WHAT THE TASK REQUIRES: Could you copy out every line of the data where the word "like" occurs?

====== MATERIAL SHOWN

PR #198, opened 2018-10-03
Attempt to make changeset replication more robust

zerebubuth:
Attempt to make changeset replication more robust to overruns and concurrent executions by not copying the state file, instead overwrite it in-place. Also, try to make the recovery process more robust if a zero-length state file is found.

### DIFF
--- a/cookbooks/planet/files/default/replication-bin/replicate-changesets
+++ b/cookbooks/planet/files/default/replication-bin/replicate-changesets
@@ -142,10 +142,6 @@ end
 class Replicator
   def initialize(config)
     @config = YAML.safe_load(File.read(config))
-    @state = YAML.safe_load(File.read(@config["state_file"]), [Time])
-    @conn = PG::Connection.connect(@config["db"])
-    # get current time from the database rather than the current system
-    @now = @conn.exec("select now() as now").map { |row| Time.parse(row["now"]) }[0]
   end
 
   def open_changesets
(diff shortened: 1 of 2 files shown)


zerebubuth:
> Yowsers. That's, err, complicated....

Yup! Definitely easier to read the [first version of the PR](https://github.com/openstreetmap/chef/pull/198/commits/5096123ef41c5e1806c1583deaa00a15803ff2af) before I had to move a bunch of stuff around to satisfy rubocop!

> Maybe we should just use a separate lock file rather than trying to use flock on the state file?

Yup, could do that instead. I thought it was a little inelegant to have a separate file... but it turns out my alternative single-file implementation is pretty inelegant too.

cookbooks/planet/files/default/replication-bin/replicate-changesets
```diff
@@ -207,63 +277,21 @@ class Replicator
...
+
+    File.open(lock_file, File::RDWR | File::CREAT) do |fl|
       fl.flock(File::LOCK_EX)
 
+      @state = read_state(state_file)
+
+      # initialise this stuff _after_ we've got the lock on the state file.
+      @conn = PG::Connection.connect(@config["db"])
+      # get current time from the database rather than the current system
+      @now = @conn.exec("select now() as now").map { |row| Time.parse(row["now"]) }[0]
```
mmd-osm: If _making replication more robust_ includes dealing with a non-utc server tz, something like `now() at time zone 'utc'`  might be helpful here.

mmd-osm:
Wasn't this changed to 10'000 changes some time ago?

```
# after this many changes, a changeset will be closed
CHANGES_LIMIT = 50000
```

pnorman:
> Wasn't this changed to 10'000 changes some time ago?

Yes.

mmd-osm:
Some users reported loss of data on 2019-06-15 19:43  - https://planet.openstreetmap.org/replication/changesets/003/457/

https://mobile.twitter.com/pascal_n/status/1144505676863086593

mmd-osm:
This replication broke again yesterday on almost the same time as last year: https://mobile.twitter.com/pascal_n/status/1250856509011042306

zerebubuth:
Interesting. Thanks for pointing that out. As far as I can figure out, there's no time dependency in the code, so the breakage anniversary might just be a coincidence. But it's possible that the probability of breakage is increased by other things happening on the machine; load, network congestion, etc...

Apologies to anyone impacted by the breakage. I just fixed it, and a longer term fix (i.e: this PR) is still on my TODO list (after 1.5 years... :roll_eyes: ). If anyone would like to help out, that would be gratefully received. The minimum viable fix (which might not be this PR) is to:

1. Don't lock on the state file, lock on some other file in `/var/run/replication/changeset` or something like that. The issue at its core is that the script locks the state file, but then moves the new state file over the top of it, which leads to filesystem races. (There's a good reason to atomically replace the state file, I just made a mistake combining that with locking.)
2. If the lock can't be acquired, exit and don't block. The script currently blocks, which means when it takes N minutes to run the script there can be N-1 processes all racing to replace the file afterwards.

mgd722:
@zerebubuth Though it seems to be running well now, I'm not sure that the replication caught up correctly. Based on the absence of replication files, it seems the outage was from `2020-04-16 17:41` to `2020-04-17 08:31`. With a fresh copy of ChangesetMD, I began a new replication starting from `2020-04-16 12:59:00` (sequence `3/895/206`) and ran it through now. In doing so I should have captured changeset [83667994](https://www.openstreetmap.org/changeset/83667994#map=15/1.6550/103.5688) which took place at `2020-04-16 20:57:42`, but it's not in the database. The ["catch-up" replication file](https://planet.osm.org/replication/changesets/003/895/489.osm.gz), which should contain all changesets that took place during the outage, does not have this changeset in it. Additionally, just based on scrolling through what did get replicated in the catch-up file, it seems it is missing many changesets.

zerebubuth:
@mgd722 thanks for the investigation!

I think what's happening is that the catchup process is broken, probably because the code isn't designed to handle such a long catchup. (And it has probably never been tested for it, either.) Sorry about that! I'm not sure that there's anything I can do to repair the files at this point without causing more problems by "rewriting history" for anyone who has already downloaded the files... :disappointed:

mmd-osm:
We’ve been discussing this on slack that backfilling via the forthcoming weekly dump should be feasible. It just takes some more waiting time for the dump to be available.

zerebubuth:
Yes, I agree it's feasible. If anyone is going to put development effort into figuring it out, I'd beg them to put it into fixing this replication process instead.

Once the full dump is available, how useful are the individual replication diffs? Could we simply delete them, given all the same information is available in the full dump?

mgd722:
At least for my purposes, backfilling my database from the weekly dump is pretty straightforward. The timing was quite unfortunate in that the last weekly dump was 31 minutes before the outage! I'm a full stack engineer, but taking a look so far this seems way deeper into devops than I really understand. I'll read up a bit more to see if I can follow what's going on.

Regarding keeping old minutely replication files, I would think that most could be deleted. Maybe just save 90 days worth? That way in case your replication falls behind for a over a week you don't need to load all 84 million changesets to fill in the gap. I'm definitely not familiar enough with the rest of the OSM ecosystem to say if anything else depends on minutely replication though.

I know this is more of a bandaid than anything, but shortly I'll be building a service to monitor the minutely dumps so next time I'll be able to report it a bit sooner.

============

RESPONSE AREA:
mmd-osm: If _making replication more robust_ includes dealing with a non-utc server tz, something like `now() at time zone 'utc'`  might be helpful here.
Apologies to anyone impacted by the breakage. I just fixed it, and a longer term fix (i.e: this PR) is still on my TODO list (after 1.5 years... :roll_eyes: ). If anyone would like to help out, that would be gratefully received. The minimum viable fix (which might not be this PR) is to:
1. Don't lock on the state file, lock on some other file in `/var/run/replication/changeset` or something like that. The issue at its core is that the script locks the state file, but then moves the new state file over the top of it, which leads to filesystem races. (There's a good reason to atomically replace the state file, I just made a mistake combining that with locking.)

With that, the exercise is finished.